→ Task instructions
Copy word for word, please, the lines of the entries below running from the one containing "AGENTS.md now documents" to the one containing "already direct |", both ends included.

→ Data for this exercise

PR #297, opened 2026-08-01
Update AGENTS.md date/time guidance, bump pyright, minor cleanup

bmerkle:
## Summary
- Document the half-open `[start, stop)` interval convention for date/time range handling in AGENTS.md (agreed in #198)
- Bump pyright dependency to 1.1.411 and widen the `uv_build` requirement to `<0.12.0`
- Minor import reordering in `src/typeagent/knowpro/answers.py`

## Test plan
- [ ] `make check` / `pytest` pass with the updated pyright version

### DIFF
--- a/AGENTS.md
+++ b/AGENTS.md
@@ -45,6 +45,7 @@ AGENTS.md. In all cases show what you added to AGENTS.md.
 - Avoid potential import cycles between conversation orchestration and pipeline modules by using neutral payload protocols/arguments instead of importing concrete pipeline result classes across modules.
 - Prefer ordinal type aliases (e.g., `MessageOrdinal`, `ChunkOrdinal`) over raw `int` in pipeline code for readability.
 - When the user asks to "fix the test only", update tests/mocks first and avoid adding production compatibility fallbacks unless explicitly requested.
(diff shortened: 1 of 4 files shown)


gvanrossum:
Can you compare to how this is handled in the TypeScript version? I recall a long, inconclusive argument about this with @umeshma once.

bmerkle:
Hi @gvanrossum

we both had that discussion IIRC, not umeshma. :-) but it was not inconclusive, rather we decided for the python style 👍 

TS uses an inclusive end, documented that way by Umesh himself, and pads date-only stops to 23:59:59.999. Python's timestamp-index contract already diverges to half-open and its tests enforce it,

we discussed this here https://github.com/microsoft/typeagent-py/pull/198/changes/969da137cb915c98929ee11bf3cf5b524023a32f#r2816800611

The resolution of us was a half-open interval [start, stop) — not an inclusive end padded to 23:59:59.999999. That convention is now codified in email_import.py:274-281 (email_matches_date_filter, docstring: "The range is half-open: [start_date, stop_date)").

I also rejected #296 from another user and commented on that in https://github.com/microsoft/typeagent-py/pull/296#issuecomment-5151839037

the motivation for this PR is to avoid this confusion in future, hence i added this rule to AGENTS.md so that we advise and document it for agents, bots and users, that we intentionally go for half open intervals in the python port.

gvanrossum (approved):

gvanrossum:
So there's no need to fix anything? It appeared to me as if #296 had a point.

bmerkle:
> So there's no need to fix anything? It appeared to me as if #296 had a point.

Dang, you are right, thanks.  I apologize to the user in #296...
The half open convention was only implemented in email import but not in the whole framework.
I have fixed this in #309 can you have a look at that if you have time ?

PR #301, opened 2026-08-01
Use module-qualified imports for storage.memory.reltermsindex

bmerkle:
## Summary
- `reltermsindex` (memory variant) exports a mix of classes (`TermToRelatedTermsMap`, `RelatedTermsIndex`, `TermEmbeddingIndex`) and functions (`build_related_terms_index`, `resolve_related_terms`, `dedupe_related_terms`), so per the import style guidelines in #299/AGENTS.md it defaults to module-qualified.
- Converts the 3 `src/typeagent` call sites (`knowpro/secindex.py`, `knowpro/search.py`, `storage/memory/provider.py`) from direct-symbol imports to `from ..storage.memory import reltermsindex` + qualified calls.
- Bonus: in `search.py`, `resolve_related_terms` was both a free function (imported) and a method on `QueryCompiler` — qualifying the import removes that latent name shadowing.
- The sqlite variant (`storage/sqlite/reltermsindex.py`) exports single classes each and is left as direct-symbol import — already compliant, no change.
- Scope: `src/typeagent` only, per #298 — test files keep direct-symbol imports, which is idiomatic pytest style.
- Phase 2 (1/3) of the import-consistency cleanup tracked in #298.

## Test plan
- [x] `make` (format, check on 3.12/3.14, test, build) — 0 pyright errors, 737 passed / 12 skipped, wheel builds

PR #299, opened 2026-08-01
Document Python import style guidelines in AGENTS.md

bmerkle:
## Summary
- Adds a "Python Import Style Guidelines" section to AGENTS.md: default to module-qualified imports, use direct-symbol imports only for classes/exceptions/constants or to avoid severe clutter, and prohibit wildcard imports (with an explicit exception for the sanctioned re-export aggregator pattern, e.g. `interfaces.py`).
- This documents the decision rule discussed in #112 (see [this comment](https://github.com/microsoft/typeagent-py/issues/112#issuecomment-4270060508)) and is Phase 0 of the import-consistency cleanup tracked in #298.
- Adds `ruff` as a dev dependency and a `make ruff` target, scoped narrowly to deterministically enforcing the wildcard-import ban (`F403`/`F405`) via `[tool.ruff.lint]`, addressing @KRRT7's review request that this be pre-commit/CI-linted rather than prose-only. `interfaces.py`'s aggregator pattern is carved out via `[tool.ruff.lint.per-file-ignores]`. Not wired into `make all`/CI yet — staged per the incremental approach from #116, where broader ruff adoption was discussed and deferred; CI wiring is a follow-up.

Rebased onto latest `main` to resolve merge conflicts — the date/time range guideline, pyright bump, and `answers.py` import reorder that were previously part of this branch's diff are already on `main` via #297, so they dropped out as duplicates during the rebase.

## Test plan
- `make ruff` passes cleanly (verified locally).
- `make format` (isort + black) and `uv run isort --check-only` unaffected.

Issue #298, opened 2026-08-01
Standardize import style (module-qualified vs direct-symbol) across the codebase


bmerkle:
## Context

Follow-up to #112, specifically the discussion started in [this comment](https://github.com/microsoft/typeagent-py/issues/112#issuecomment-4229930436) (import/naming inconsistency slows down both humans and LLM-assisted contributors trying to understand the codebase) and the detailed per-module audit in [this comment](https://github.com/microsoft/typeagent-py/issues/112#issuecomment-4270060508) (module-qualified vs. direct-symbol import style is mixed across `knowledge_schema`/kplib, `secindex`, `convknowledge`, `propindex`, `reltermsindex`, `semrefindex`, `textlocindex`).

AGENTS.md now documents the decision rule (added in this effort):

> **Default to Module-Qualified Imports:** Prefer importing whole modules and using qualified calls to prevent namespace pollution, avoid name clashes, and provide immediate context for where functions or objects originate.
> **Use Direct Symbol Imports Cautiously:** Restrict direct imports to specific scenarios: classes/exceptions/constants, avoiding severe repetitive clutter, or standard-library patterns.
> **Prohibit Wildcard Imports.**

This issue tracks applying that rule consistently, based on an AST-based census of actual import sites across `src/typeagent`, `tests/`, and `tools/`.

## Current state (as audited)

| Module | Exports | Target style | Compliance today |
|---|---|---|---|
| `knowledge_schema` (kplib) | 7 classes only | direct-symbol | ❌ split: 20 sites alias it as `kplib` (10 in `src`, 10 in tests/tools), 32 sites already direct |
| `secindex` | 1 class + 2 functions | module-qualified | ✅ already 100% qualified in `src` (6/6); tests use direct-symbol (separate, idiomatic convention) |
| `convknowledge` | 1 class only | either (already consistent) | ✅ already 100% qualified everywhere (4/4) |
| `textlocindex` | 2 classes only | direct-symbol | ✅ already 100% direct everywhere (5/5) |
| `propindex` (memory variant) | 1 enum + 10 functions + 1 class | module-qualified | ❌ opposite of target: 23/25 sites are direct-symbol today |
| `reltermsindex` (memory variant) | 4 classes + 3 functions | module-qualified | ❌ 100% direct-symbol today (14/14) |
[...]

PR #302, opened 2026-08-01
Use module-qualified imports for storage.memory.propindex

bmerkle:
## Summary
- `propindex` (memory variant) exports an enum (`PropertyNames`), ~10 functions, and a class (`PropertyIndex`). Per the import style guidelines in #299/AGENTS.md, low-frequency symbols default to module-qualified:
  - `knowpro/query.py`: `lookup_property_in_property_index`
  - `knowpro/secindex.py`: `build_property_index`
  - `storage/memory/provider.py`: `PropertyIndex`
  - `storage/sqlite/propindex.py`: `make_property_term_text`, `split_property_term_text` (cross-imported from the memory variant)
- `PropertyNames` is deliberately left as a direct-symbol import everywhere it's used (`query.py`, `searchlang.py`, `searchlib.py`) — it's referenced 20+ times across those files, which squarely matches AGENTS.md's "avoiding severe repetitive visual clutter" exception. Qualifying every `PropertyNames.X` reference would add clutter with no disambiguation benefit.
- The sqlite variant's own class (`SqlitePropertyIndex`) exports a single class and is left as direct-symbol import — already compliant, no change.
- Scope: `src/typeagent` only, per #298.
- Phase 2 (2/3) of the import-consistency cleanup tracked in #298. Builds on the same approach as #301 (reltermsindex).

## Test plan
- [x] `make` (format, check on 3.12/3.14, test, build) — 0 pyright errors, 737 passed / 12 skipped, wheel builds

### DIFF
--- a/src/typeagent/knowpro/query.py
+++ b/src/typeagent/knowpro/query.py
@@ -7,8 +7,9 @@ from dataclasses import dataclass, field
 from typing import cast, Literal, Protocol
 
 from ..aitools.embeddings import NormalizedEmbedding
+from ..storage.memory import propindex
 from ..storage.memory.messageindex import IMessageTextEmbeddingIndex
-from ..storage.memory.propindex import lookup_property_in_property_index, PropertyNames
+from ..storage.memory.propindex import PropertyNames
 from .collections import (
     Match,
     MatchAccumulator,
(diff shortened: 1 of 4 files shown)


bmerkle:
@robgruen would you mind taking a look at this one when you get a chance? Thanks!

→ Answer for the task
AGENTS.md now documents the decision rule (added in this effort):

> **Default to Module-Qualified Imports:** Prefer importing whole modules and using qualified calls to prevent namespace pollution, avoid name clashes, and provide immediate context for where functions or objects originate.
> **Use Direct Symbol Imports Cautiously:** Restrict direct imports to specific scenarios: classes/exceptions/constants, avoiding severe repetitive clutter, or standard-library patterns.
> **Prohibit Wildcard Imports.**

This issue tracks applying that rule consistently, based on an AST-based census of actual import sites across `src/typeagent`, `tests/`, and `tools/`.

## Current state (as audited)

| Module | Exports | Target style | Compliance today |
|---|---|---|---|
| `knowledge_schema` (kplib) | 7 classes only | direct-symbol | ❌ split: 20 sites alias it as `kplib` (10 in `src`, 10 in tests/tools), 32 sites already direct |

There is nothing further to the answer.